TASK ITEM:
How do the lines below between the ones holding "- The chain" and "is already exported.", inclusive, read? Give them again exactly, with no other lines.

DATA FOR THIS TASK:

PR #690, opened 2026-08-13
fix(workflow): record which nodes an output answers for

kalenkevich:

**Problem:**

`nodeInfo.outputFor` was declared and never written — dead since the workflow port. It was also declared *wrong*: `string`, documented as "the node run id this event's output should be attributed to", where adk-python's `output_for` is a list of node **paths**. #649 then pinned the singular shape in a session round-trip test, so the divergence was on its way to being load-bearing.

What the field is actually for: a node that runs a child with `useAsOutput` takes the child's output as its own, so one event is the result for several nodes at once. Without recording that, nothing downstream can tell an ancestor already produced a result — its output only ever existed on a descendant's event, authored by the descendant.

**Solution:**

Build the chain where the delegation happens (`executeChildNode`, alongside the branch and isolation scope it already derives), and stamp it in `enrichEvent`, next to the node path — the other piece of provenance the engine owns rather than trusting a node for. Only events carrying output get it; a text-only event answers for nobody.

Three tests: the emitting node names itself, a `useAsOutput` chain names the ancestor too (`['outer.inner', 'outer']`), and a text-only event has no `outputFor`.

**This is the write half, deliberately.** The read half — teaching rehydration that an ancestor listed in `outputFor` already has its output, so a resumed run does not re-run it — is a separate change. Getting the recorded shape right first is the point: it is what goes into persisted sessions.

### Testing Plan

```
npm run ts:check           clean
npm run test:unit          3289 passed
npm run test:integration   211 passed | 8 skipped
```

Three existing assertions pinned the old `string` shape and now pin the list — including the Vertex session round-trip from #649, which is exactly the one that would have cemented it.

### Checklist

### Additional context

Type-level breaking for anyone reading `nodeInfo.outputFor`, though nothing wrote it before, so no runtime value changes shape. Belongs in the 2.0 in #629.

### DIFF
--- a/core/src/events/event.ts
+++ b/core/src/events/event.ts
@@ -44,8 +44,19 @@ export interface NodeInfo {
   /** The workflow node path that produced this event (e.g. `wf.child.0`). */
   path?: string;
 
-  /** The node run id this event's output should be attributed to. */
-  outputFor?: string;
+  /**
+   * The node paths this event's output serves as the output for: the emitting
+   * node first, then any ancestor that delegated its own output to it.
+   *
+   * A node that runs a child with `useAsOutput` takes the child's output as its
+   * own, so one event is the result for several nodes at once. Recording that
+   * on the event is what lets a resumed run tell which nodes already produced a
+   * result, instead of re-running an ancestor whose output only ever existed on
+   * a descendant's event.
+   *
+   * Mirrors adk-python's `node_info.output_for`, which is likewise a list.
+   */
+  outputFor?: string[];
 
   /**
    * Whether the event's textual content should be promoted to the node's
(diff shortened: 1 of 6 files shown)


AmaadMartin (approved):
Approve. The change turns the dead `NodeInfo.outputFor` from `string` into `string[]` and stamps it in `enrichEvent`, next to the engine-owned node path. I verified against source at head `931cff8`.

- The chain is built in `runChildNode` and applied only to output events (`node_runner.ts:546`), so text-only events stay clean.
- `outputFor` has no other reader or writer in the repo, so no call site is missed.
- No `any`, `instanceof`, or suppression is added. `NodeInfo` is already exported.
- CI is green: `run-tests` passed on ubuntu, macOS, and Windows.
--
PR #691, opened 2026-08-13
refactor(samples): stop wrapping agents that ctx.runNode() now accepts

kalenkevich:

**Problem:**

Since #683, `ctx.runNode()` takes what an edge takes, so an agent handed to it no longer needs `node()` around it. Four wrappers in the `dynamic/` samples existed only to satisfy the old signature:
---
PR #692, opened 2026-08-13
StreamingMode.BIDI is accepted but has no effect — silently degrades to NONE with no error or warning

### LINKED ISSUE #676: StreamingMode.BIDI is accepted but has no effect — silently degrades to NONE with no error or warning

ANSWER SECTION:
- The chain is built in `runChildNode` and applied only to output events (`node_runner.ts:546`), so text-only events stay clean.
- `outputFor` has no other reader or writer in the repo, so no call site is missed.
- No `any`, `instanceof`, or suppression is added. `NodeInfo` is already exported.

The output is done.